Ospreys show a different kind of long-term commitment. Males often return to the same nest site year after year, repair the nest, and help the female during incubation. Later, both parents encourage the young through what McDonald calls “flight school.”
Fox dads bring home dinner
Red fox fathers may feel familiar to anyone who has watched a parent come home tired but still carrying groceries. While the mother stays with the pups in the den, the male hunts constantly to feed the family.
“They eat a whole bunch of stuff, ranging from insects, berries, birds, and mammals, whatever’s around,” McDonald said. Male foxes may also cache food, burying it nearby for later.
The father’s job changes as the pups grow. He brings live prey to help them learn how to hunt, and he feeds the mother and pups full time until the young are about four weeks old.
Single fathers with feathers
Greater rheas, large flightless birds from South America, take solo fatherhood to another level. Males court several females, build the nest, and then take over once the eggs are laid.
Sara Hallager, curator of birds at the National Zoo, said each female lays her eggs in the nest, but after that, “mom rheas have no role in raising the chicks.” The male incubates the eggs and raises the young himself.
These dads are not passive babysitters. While caring for chicks, male rheas may charge at possible threats, including humans and sometimes even females of their own species.
Tiny monkeys, huge workload
Golden lion tamarins show how demanding mammal fatherhood can be. In the first weeks, infants cling to their mothers to nurse, but after that, they spend much of their time on their fathers.
“Carrying them is a huge job,” Kenton Kerns, curator of small mammals at the National Zoo, told Smithsonian Magazine.
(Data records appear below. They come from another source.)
PR #485, opened 2023-03-21
Fix cache with @actions/cache

MSP-Greg:
See also https://github.com/actions/toolkit/pull/1378.

If the above PR is accepted, the change to bundler.js isn't needed, but it's a good idea, as we don't want the value to change when passed to [@actions/cache's](https://github.com/actions/toolkit/tree/main/packages/cache) code...

Currently, we use:
```js
cache.restoreCache(paths, key, restoreKeys)
// then later the following may run
cache.saveCache(paths, key)
```

Current code in [@actions/cache](https://github.com/actions/toolkit/tree/main/packages/cache) modifies `paths` during the call to `cache.restoreCache`.  Since the verification hash is based on that array, `cache.saveCache` will associate a verification key with the saved cache that `cache.restoreCache` will never match...

### DIFF
--- a/bundler.js
+++ b/bundler.js
@@ -236,7 +236,7 @@ async function computeBaseKey(platform, engine, version, lockFile, cacheVersion)
   const cwd = process.cwd()
   const bundleWith = process.env['BUNDLE_WITH'] || ''
   const bundleWithout = process.env['BUNDLE_WITHOUT'] || ''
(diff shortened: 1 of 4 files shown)


MSP-Greg:
Added a 2nd commit to change the `baseKey`, as I tested with essentially a flushed cache.  Or, I removed any matching caches before testing with the Puma workflow.

Please 'Squash & Merge' if you want one commit...

MSP-Greg:
Regardless, passing an object (or a non-primitive) is not a good thing to do, especially when we depend on its value later in the code...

He noted that fathers carry the young except when the mother is nursing them.
That job is not just transportation. It also means protection from predators and hands-on teaching about what to eat, how to move through the forest, and where to sleep.
The stickleback’s tiny nursery
The three-spined stickleback may be small, but its parenting routine is surprisingly elaborate. The male builds a tunnel-like nest using algae, debris, and spiggin, a sticky secretion from his kidneys.
Once ready to breed, his stomach turns orange and he performs a zigzag dance to guide the female into the nest. After she lays the eggs and leaves, the male fertilizes them and takes over care.
He fans the eggs to oxygenate them, cleans them, guards them from predators, and even retrieves wandering hatchlings in his mouth. Small fish, big effort.
Fatherhood, nature’s way
What do all these examples tell us? For the most part, animal fatherhood is not about affection in the human sense. It is about survival, shaped by predators, food, habitat, and the hard math of reproduction.
Still, it is difficult not to feel something when a fox feeds pups around the clock or a tiny tamarin father carries babies through the trees. Nature rarely wastes energy, and these dads are proof that care itself can be a powerful survival tool.
The Smithsonian report was published in Smithsonian Magazine.